- DATA SUPPLIED:
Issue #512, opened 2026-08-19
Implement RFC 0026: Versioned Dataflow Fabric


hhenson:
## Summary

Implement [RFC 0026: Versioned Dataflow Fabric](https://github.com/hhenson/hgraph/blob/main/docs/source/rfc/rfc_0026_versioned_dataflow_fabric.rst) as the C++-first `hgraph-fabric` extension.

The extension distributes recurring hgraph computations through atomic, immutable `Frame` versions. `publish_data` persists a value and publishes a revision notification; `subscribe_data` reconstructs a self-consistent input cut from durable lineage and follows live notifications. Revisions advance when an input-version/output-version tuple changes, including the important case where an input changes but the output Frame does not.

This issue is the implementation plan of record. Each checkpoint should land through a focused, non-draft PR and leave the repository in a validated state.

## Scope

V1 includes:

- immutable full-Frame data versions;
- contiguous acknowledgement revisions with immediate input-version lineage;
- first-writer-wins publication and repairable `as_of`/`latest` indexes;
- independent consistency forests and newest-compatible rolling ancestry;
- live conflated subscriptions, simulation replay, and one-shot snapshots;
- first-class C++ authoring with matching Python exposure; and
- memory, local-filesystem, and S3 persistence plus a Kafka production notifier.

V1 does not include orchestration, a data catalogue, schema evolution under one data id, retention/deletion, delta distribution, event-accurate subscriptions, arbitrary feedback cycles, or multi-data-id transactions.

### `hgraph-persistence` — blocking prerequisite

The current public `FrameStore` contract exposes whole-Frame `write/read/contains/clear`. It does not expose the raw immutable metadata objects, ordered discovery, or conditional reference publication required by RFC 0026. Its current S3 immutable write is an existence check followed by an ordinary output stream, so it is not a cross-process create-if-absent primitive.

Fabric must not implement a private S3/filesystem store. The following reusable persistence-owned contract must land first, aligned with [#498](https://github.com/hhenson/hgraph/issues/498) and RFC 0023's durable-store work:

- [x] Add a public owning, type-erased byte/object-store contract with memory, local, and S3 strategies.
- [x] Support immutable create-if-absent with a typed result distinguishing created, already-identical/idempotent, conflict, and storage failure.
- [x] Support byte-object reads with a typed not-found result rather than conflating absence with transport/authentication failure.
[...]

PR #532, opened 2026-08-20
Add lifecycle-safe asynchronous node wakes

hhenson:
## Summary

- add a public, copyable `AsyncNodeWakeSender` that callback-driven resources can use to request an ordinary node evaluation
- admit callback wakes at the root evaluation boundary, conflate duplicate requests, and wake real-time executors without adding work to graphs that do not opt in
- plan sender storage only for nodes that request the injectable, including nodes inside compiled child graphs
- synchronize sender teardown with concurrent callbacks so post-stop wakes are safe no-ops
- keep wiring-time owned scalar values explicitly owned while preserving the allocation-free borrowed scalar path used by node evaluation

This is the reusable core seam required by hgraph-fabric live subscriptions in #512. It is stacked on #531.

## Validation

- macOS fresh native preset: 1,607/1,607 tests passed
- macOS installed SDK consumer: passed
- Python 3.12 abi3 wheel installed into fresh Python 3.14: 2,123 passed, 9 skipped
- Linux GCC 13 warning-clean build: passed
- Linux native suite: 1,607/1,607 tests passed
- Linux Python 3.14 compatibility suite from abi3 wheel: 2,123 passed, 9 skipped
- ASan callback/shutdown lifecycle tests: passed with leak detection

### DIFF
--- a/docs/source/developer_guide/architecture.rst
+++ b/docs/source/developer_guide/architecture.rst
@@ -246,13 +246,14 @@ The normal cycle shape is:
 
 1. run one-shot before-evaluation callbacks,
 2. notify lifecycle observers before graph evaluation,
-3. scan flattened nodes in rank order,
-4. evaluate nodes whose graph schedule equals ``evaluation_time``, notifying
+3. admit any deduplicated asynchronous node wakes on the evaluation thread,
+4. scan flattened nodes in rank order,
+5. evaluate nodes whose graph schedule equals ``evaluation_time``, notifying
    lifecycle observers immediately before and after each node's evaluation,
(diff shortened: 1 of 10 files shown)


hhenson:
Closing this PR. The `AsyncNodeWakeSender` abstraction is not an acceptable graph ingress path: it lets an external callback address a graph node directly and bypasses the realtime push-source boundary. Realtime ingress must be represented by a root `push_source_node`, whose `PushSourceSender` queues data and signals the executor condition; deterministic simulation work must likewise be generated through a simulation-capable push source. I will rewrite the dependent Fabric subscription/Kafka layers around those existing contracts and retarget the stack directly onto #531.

...

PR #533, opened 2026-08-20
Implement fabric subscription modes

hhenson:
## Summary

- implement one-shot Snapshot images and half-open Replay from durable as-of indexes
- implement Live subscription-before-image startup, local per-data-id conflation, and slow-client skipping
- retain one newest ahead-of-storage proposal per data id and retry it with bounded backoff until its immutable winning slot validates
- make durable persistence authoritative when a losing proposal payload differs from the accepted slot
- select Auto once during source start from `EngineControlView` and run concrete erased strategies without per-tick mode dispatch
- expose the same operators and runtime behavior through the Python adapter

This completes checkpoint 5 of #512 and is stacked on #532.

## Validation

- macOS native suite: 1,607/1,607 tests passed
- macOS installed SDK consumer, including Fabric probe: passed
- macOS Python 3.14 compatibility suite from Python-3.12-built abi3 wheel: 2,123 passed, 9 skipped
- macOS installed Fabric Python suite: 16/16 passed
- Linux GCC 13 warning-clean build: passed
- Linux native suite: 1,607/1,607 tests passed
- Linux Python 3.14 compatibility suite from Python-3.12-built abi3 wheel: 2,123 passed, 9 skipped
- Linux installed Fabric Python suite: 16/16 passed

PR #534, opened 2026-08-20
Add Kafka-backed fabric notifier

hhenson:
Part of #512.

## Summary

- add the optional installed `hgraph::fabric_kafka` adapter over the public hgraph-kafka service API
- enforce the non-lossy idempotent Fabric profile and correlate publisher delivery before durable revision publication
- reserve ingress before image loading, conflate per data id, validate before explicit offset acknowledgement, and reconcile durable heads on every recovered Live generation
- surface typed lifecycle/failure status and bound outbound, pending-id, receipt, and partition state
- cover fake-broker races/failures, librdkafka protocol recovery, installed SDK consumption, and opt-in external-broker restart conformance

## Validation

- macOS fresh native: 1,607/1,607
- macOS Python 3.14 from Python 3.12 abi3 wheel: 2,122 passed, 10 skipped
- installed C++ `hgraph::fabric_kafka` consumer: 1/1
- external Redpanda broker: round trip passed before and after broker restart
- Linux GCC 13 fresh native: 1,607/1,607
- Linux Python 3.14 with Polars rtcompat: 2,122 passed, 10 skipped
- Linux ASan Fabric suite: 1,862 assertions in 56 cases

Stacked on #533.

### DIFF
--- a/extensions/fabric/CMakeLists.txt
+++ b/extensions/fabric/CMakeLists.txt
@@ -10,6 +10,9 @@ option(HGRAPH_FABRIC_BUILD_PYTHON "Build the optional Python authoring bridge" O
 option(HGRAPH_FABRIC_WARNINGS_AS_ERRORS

* * *

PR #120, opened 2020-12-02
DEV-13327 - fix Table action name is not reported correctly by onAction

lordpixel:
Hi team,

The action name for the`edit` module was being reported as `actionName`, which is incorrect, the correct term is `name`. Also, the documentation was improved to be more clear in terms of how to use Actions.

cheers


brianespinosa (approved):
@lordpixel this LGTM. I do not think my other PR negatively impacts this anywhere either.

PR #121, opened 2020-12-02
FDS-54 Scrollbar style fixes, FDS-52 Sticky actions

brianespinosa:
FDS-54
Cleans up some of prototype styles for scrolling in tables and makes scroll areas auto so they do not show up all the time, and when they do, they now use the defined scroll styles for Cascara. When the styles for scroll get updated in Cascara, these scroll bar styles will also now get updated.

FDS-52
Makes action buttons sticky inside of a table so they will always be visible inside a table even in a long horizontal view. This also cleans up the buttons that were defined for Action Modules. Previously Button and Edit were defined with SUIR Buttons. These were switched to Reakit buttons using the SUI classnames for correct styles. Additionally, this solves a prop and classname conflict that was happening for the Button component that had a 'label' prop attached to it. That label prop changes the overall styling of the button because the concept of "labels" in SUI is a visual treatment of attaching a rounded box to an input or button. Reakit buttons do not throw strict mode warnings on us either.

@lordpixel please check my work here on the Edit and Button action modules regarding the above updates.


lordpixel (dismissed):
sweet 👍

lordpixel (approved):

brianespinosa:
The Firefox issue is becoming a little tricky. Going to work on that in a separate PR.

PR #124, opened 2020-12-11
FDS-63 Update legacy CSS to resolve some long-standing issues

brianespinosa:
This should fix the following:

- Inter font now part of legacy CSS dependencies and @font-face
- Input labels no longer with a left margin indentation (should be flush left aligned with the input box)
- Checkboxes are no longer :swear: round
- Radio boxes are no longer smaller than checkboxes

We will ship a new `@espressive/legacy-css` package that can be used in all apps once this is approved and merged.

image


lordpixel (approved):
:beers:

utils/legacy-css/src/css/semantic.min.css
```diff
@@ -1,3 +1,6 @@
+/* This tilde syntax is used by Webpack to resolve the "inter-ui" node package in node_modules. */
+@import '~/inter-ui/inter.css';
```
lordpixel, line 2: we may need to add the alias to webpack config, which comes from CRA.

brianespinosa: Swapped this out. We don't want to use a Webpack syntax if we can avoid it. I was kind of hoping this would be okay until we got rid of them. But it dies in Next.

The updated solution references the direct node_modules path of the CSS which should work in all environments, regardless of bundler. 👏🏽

- YOUR INSTRUCTIONS: Copy every line of the material above in which the word "owned" appears.

- TASK ANSWER:
Fabric must not implement a private S3/filesystem store. The following reusable persistence-owned contract must land first, aligned with [#498](https://github.com/hhenson/hgraph/issues/498) and RFC 0023's durable-store work:
- keep wiring-time owned scalar values explicitly owned while preserving the allocation-free borrowed scalar path used by node evaluation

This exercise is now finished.